Retype every entry below without any change.
Segment Start: DATA IN THIS EXERCISE
PR #1898, opened 2021-02-08
[added] system_account to varz/accounts and is_system_account to accountz

matthiashanel:

### DIFF
--- a/server/monitor.go
+++ b/server/monitor.go
@@ -1991,28 +1991,28 @@ type ExtVrIssues struct {
 type ExtMap map[string][]*MapDest
 
 type AccountInfo struct {
-	AccountName     string               `json:"account_name"`
-	LastUpdate      time.Time            `json:"update_time,omitempty"`
-	IsSystemAccount bool                 `json:"is_system_account,omitempty"`
-	Expired         bool                 `json:"expired"`
-	Complete        bool                 `json:"complete"`
-	JetStream       bool                 `json:"jetstream_enabled"`
-	LeafCnt         int                  `json:"leafnode_connections"`
-	ClientCnt       int                  `json:"client_connections"`
-	SubCnt          uint32               `json:"subscriptions"`
-	Mappings        ExtMap               `json:"mappings,omitempty"`
-	Exports         []ExtExport          `json:"exports,omitempty"`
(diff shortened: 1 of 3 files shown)


server/monitor.go
```diff
@@ -1987,34 +1991,36 @@ type ExtVrIssues struct {
...
-	Tags        jwt.TagList          `json:"tags,omitempty"`
-	Claim       *jwt.AccountClaims   `json:"decoded_jwt,omitempty"`
-	Vr          []ExtVrIssues        `json:"validation_result_jwt,omitempty"`
-	RevokedUser map[string]time.Time `json:"revoked_user,omitempty"`
-	RevokedAct  map[string]time.Time `json:"revoked_activations,omitempty"`
-	Sublist     *SublistStats        `json:"sublist_stats,omitempty"`
-	Responses   map[string]ExtImport `json:"responses,omitempty"`
+	AccountName     string               `json:"account_name"`
+	LastUpdate      time.Time            `json:"update_time,omitempty"`
+	IsSystemAccount bool                 `json:"is_system_account,omitempty"`
```
kozlovic, line 1996: We are in "Account", so "IsSystem" (and `is_system` for the json tag) would be enough in my opinion. (we can't change now, but would be the same for Name instead of AccountName, etc..)

server/monitor_test.go
```diff
@@ -3791,6 +3793,10 @@ func TestMonitorAccountz(t *testing.T) {
 		t.Fatalf("Body missing value. Contains: %s", body)
 	} else if !strings.Contains(body, `"subscriptions": 36,`) {
 		t.Fatalf("Body missing value. Contains: %s", body)
+	} else if !strings.Contains(body, `"is_system_account": true,`) {
```
kozlovic, line 3796: Would have to change that if you change the json tag name.

kozlovic (changes requested):

server/monitor.go
matthiashanel: fixed

server/monitor_test.go
matthiashanel: fixed

kozlovic (approved):
LGTM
Segment End: DATA IN THIS EXERCISE
_TASK RESPONSE_.
PR #1898, opened 2021-02-08
[added] system_account to varz/accounts and is_system_account to accountz

matthiashanel:

### DIFF
--- a/server/monitor.go
+++ b/server/monitor.go
@@ -1991,28 +1991,28 @@ type ExtVrIssues struct {
 type ExtMap map[string][]*MapDest
 
 type AccountInfo struct {
-	AccountName     string               `json:"account_name"`
-	LastUpdate      time.Time            `json:"update_time,omitempty"`
-	IsSystemAccount bool                 `json:"is_system_account,omitempty"`
-	Expired         bool                 `json:"expired"`
-	Complete        bool                 `json:"complete"`
-	JetStream       bool                 `json:"jetstream_enabled"`
-	LeafCnt         int                  `json:"leafnode_connections"`
-	ClientCnt       int                  `json:"client_connections"`
-	SubCnt          uint32               `json:"subscriptions"`
-	Mappings        ExtMap               `json:"mappings,omitempty"`
-	Exports         []ExtExport          `json:"exports,omitempty"`
(diff shortened: 1 of 3 files shown)


server/monitor.go
```diff
@@ -1987,34 +1991,36 @@ type ExtVrIssues struct {
...
-	Tags        jwt.TagList          `json:"tags,omitempty"`
-	Claim       *jwt.AccountClaims   `json:"decoded_jwt,omitempty"`
-	Vr          []ExtVrIssues        `json:"validation_result_jwt,omitempty"`
-	RevokedUser map[string]time.Time `json:"revoked_user,omitempty"`
-	RevokedAct  map[string]time.Time `json:"revoked_activations,omitempty"`
-	Sublist     *SublistStats        `json:"sublist_stats,omitempty"`
-	Responses   map[string]ExtImport `json:"responses,omitempty"`
+	AccountName     string               `json:"account_name"`
+	LastUpdate      time.Time            `json:"update_time,omitempty"`
+	IsSystemAccount bool                 `json:"is_system_account,omitempty"`
```
kozlovic, line 1996: We are in "Account", so "IsSystem" (and `is_system` for the json tag) would be enough in my opinion. (we can't change now, but would be the same for Name instead of AccountName, etc..)

server/monitor_test.go
```diff
@@ -3791,6 +3793,10 @@ func TestMonitorAccountz(t *testing.T) {
 		t.Fatalf("Body missing value. Contains: %s", body)
 	} else if !strings.Contains(body, `"subscriptions": 36,`) {
 		t.Fatalf("Body missing value. Contains: %s", body)
+	} else if !strings.Contains(body, `"is_system_account": true,`) {
```
kozlovic, line 3796: Would have to change that if you change the json tag name.

kozlovic (changes requested):

server/monitor.go
matthiashanel: fixed

server/monitor_test.go
matthiashanel: fixed

kozlovic (approved):
LGTM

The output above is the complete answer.